• [Assignment]: When the line containing "Replace project references" is reached, copy it and each subsequent line of the material below exactly, through the last line.
********
PR #469, opened 2020-08-26
Replace project references with package references

rmshaffer:
This PR contains the following changes:

- Adds a package reference to `Microsoft.Quantum.Katas` to the .csproj in each kata folder
- Removes references to Common.csproj from each of these .csproj files, which is redundant with the Microsoft.Quantum.Katas package.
********
• [Written solution]:
Replace project references with package references

rmshaffer:
This PR contains the following changes:

- Adds a package reference to `Microsoft.Quantum.Katas` to the .csproj in each kata folder
- Removes references to Common.csproj from each of these .csproj files, which is redundant with the Microsoft.Quantum.Katas package.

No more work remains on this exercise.